We can access a given database, from bash, as follows:
psql -d <database-name> -U dan
psql
provides many useful tools that are not part of the SQL
language. A sampling of useful utilities include:
\help
: get help\c <database>
: connect to database\du
: list users and permissions\q
or<C-d>
: exit thepsql
shell\?
: list other meta-commands
Creating a Table
Tables can be created as follows (the below is written in SQL
and is not a psql
terminal command, though it can be entered directly into the psql
terminal).
CREATE TABLE <table-name> (
col1 varchar(80), -- variable-length character
col2 int, -- integer
col3 timestamp, -- date/time
col4 real, -- real number
col5 date -- date
);
Each line above includes the column name (e.g. col1
), the variable type (e.g. varchar(80)
), and a comment (text following --
). This basic syntax creates an empty table within our database.
Adding Some Data to the Table
There are numerous ways to enter data into the table. We can make use of the SQL
INSERT INTO
commands:
INSERT INTO <table-name> VALUES ('San Francisco', 46, '2014-11-17 01:22:50', 0.25, '1997-01-13');
This will fill in one row of data. It assumes we have positioned the data according to the order of the columns in the table. We can also specify exactly which columns we are filling (for example, if we don’t know the order):
INSERT INTO <table-name> (col1, col2, col3, col4, col5)
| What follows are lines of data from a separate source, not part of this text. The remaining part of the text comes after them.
Issue #14438, opened 2024-02-21
[4.x]: Uploading files via asset modal > upload files and assets index > upload files is broken


i-just:
### Description
Uploading files via asset modal > upload files and assets index > upload files is broken.
Direct upload works as expected.

(Related to: https://github.com/craftcms/cms/issues/14403)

VALUES ('San Francisco', 46, '2014-11-17 01:22:50', 0.25, '1997-01-13');
In my case, I had some CSV
files I wanted to load into the database. This can be accomplished with the SQL
COPY
command or with the psql
\copy
command. I opted to use the \copy
approach, following a lot of advice I found from various sources online.
\copy <table-name>(col1, col2, col3, col4, col5) FROM '/path/to/file/' DELIMITER ',' CSV HEADER;
We specify the (already-created but as-of-yet unpopulated) table in our database to which we want to import the data first, and the file source second. By noting that the CSV
has a header, we tell the \copy
command to omit the first row.
Concluding Notes
The above represents my very first steps into the world of database design and SQL
. Much more will follow. I have set up several tables in this database have connected them with primary and foreign keys – a concept I will explore further later. I plan, in the near future, to figure out how to interact with this database using python
and/or R
; how to set up easily-reproducible queries to answer common questions of interest; and how, in general, to make the best use of the database in a data science and statistics workflow.